Summer on the River: Going Barefoot
We spent this past weekend on Oregon’s North Umpqua River, and my three year old kept taking off his sneakers.
He did it whenever we left the trail, crossed through the sword ferns and trees, and got on to the cobble beach. I’d make sure to corral the socks he tossed randomly so we didn’t lose them. Then he’d head straight for the river, to wade in the shallow water searching for caddis flies. Or he’d go to his climbing tree with its perfectly slanted, moss-covered trunk. Or to the warm flat dry rocks. Or the slicker ones covered with algae (he quickly learned to walk more slowly here).
He’d get a little annoyed when sand got stuck between his toes, but then he’d walk to the water, rinse off, and then find a path of rocks to step on, avoiding the sand. It was fun to watch him figure it out.

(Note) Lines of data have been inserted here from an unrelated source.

PR #1496, opened 2022-12-20
AGENT-499: Fixes for auth when using quay registry

bfournie:
This is a follow-up to https://github.com/openshift-metal3/dev-scripts/pull/1472 to get the auth set up properly when using the quay registry backend.

### DIFF
--- a/02_configure_host.sh
+++ b/02_configure_host.sh
@@ -69,7 +69,7 @@ fi
 
 export ANSIBLE_FORCE_COLOR=true
 
-if use_podman_registry; then
+if use_registry ""; then
     setup_local_registry
 fi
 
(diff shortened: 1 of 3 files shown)


bfournie:
To test this use
```
export MIRROR_IMAGES=true
export REGISTRY_BACKEND=quay
```

Without this fix it will fail with an auth error

utils.sh
```diff
@@ -685,4 +685,15 @@ use_podman_registry() {
   return 1
 }
 
+use_quay_registry() {
+  # return true if using the local registry and the backend is podman
```
andfasano, line 689: The comment seems to be wrong.
Minor: it'd be nice to remove the duplication and have just a single function, ie `use_registry "podman"` or `use_registry "quay"`. The argument could be optionally checked if not empty, so that the same function could be reused in `02_configure_host.sh` line 72, to remove also that duplication

02_configure_host.sh
```diff
@@ -280,15 +280,15 @@ fi
...
+    # blank authfile with a "assignment to entry in nil map" error
+    rm -f ${REGISTRY_CREDS}
     # create authfile for local registry
     sudo podman login --authfile ${REGISTRY_CREDS} \
         -u ${REGISTRY_USER} -p ${REGISTRY_PASS} \
         ${LOCAL_REGISTRY_DNS_NAME}:${LOCAL_REGISTRY_PORT}
-else
+elif ! use_quay_registry; then
     # Create a blank authfile in order to have something valid when we read it in 04_setup_ironic.sh
     echo '{}' | sudo dd of=${REGISTRY_CREDS}
```
andfasano, line 293: Q: is that something still valid/required? cc @derekhiggins

utils.sh
```diff
@@ -685,4 +685,15 @@ use_podman_registry() {
...
+  if [[ ! -z "${MIRROR_IMAGES}" || $(env | grep "_LOCAL_IMAGE=")  || ! -z "${ENABLE_CBO_TEST:-}" || ! -z "${ENABLE_LOCAL_REGISTRY}" ]]; then
+     if [[ "${REGISTRY_BACKEND}" = "quay" ]]; then
```
rwsu, line 691:
```suggestion
     if [[ "${REGISTRY_BACKEND}" == "quay" ]]; then
```

utils.sh
bfournie: Good idea. Done.

utils.sh
bfournie: Fixed.

rwsu (commented):
/lgtm

PR #1497, opened 2022-12-21
AGENT-500: Add configurable step to oc-mirror to generate tarfile

bfournie:
Add the ability to use oc-mirror to create a mirror registry by generating a tarfile first and then publishing the tarfile to the registry. The can be used to test a common use case for disconnected installs.

### DIFF
--- a/oc_mirror.sh
+++ b/oc_mirror.sh
@@ -84,10 +84,12 @@ function set_full_imageset() {
    # Create imageset with all images from releaseImage
    imageset=$1
 
+   latest_release=$(oc-mirror list releases --channel candidate-${OPENSHIFT_RELEASE_STREAM}| tail -n1)
+
    cat > "${imageset}" << EOF
 apiVersion: mirror.openshift.io/v1alpha2
 kind: ImageSetConfiguration
-archiveSize: 24
+archiveSize: 16
 storageConfig:
   local:
     path: metadata
@@ -97,6 +99,8 @@ mirror:
       - "amd64"
     channels:
       - name: candidate-${OPENSHIFT_RELEASE_STREAM}
+        minVersion: $latest_release
+        maxVersion: $latest_release
         type: ocp
   additionalImages:
   - name: registry.redhat.io/ubi8/ubi:latest
--- a/oc_mirror.sh
+++ b/oc_mirror.sh
@@ -49,14 +49,11 @@ function setup_quay_mirror_registry() {
    popd
 }
 
-# Mirror the upstream channel directly to the local registry
-function mirror_to_mirror_publish() {
+function create_registry_imageset() {
 
-   # Create imageset containing the local URL and the OCP release to mirror
-   tmpimageset=$(mktemp --tmpdir "imageset--XXXXXXXXXX")
-   _tmpfiles="$_tmpfiles $tmpimageset"
+   imageset=$1
 
-   cat > "${tmpimageset}" << EOF
+   cat > "${imageset}" << EOF
 apiVersion: mirror.openshift.io/v1alpha2
 kind: ImageSetConfiguration
 archiveSize: 4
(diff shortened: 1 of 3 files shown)


oc_mirror.sh
```diff
@@ -81,3 +78,74 @@ EOF
...
+
+   # Create imageset with all images from releaseImage
+   imageset=$1
+
+   latest_release=$(oc-mirror list releases --channel candidate-${OPENSHIFT_RELEASE_STREAM}| tail -n1)
+
+   cat > "${imageset}" << EOF
+apiVersion: mirror.openshift.io/v1alpha2
+kind: ImageSetConfiguration
+archiveSize: 16
```
rwsu, line 92: I would suggest adding a comment to explain why the archiveSize is set to 16. I think you mentioned otherwise the archive file would be split into multiple files.

oc_mirror.sh
```diff
@@ -49,11 +49,8 @@ function setup_quay_mirror_registry() {
    popd
 }
 
-# Set up a mirror using the 'oc mirror' command
-# The backend registry can be either 'podman' or 'quay'
-function setup_oc_mirror() {
-
-   update_docker_config
+# Mirror the upstream channel directly to the local registry
+function mirror_to_mirror_publish() {
```
andfasano, line 53: Probably in future it could be interesting also to mirror OLM components

oc_mirror.sh
```diff
@@ -81,3 +78,74 @@ EOF
...
+apiVersion: mirror.openshift.io/v1alpha2
+kind: ImageSetConfiguration
+archiveSize: 16
+storageConfig:
+  local:
+    path: metadata
+mirror:
+  platform:
+    architectures:
+      - "amd64"
```
andfasano, line 99: Q: Any specific reason to specify just here the architecture?

oc_mirror.sh
```diff
@@ -81,3 +78,74 @@ EOF
    popd
 
 }
+
+function set_full_imageset() {
```
andfasano, line 82: nit: maybe this name it's a little bit misleading, this function just generate a manifest file for mirroring to the local storage

oc_mirror.sh
```diff
@@ -81,3 +78,74 @@ EOF
...
+        maxVersion: $latest_release
+        type: ocp
+  additionalImages:
+  - name: registry.redhat.io/ubi8/ubi:latest
+EOF
+
+}
+
+# Use the oc-mirror command to generate a tar file of the release image
+function mirror_to_file() {
```
andfasano, line 112: I'd probably merge this function with the previous one

oc_mirror.sh
bfournie: Done

oc_mirror.sh
bfournie: Added to other imageset

oc_mirror.sh
bfournie: Yes I think we can easily do that here in a separate commit.

oc_mirror.sh
bfournie: Its split this way to allow the file to be generated separate from the publish so we could push the file to a node and publish it to the registry there.

oc_mirror.sh
bfournie: Yes agree. Changed the names of these functions.

rwsu (commented):
/lgtm

bfournie:
Both e2e-metal-ipi-serial-ipv4  and e2e-metal-ipi-bm have passed multiple times on this PR after the last commit as can be seen in the PR history, however each time a retest is run invariably one of them fails due a random issue. The failure is completely unrelated to this PR which has added a code which is not even exercised. Attempting to override after the last failure
/override e2e-metal-ipi-serial-ipv4

PR #1460, opened 2022-10-05
Mirror cleanup and enhancements

bfournie:
Various cleanup and changes based on review and discussion

PR #1498, opened 2022-12-21
Move registry cleanup back to realclean

cybertron:
Removing the registry in regular clean does bad things to the developer workflow because while iterating on changes the entire release has to be re-mirrored each time. Those who want to wipe their entire environment between runs have the realclean option available.

### DIFF
--- a/Makefile
+++ b/Makefile
@@ -56,7 +56,7 @@ ocp_run:
 gather:
 	./must_gather.sh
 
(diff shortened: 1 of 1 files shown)


cybertron:
/cc @bfournie 

This undoes one of your changes from #1460 so if there was a reason you wanted that behavior let me know. I really don't. :-)

bfournie:
Thanks @cybertron, yeah I changed this when I added a new backend registry for quay (via the mirror-registry) command as they couldn't coexist, but its fine to move this back to realclean. I can add a note that when using  REGISTRY_BACKEND=quay the docker registry needs to be removed first.

/lgtm

PR #1500, opened 2023-01-02
Use ansible 6

elfosardo:
update with metal3-dev-env hash


elfosardo:
/hold
we need to verify dualstack job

Of course I worried he’d step on glass, or a thorn, or an old fishing hook. But I bit my tongue because I saw how much fun he was having – and how much being barefoot was teaching him about the river. He felt it all, and he noticed more. He paid attention to where he was going. He was (relatively) careful. One of the reasons he loved climbing the tree was because of the way the soft moss felt on his feet.
We have our share of water shoes and river sandals and rubber boots. But sometimes, especially on warm July day on a beautiful Wild and Scenic River, it’s best to just go barefoot.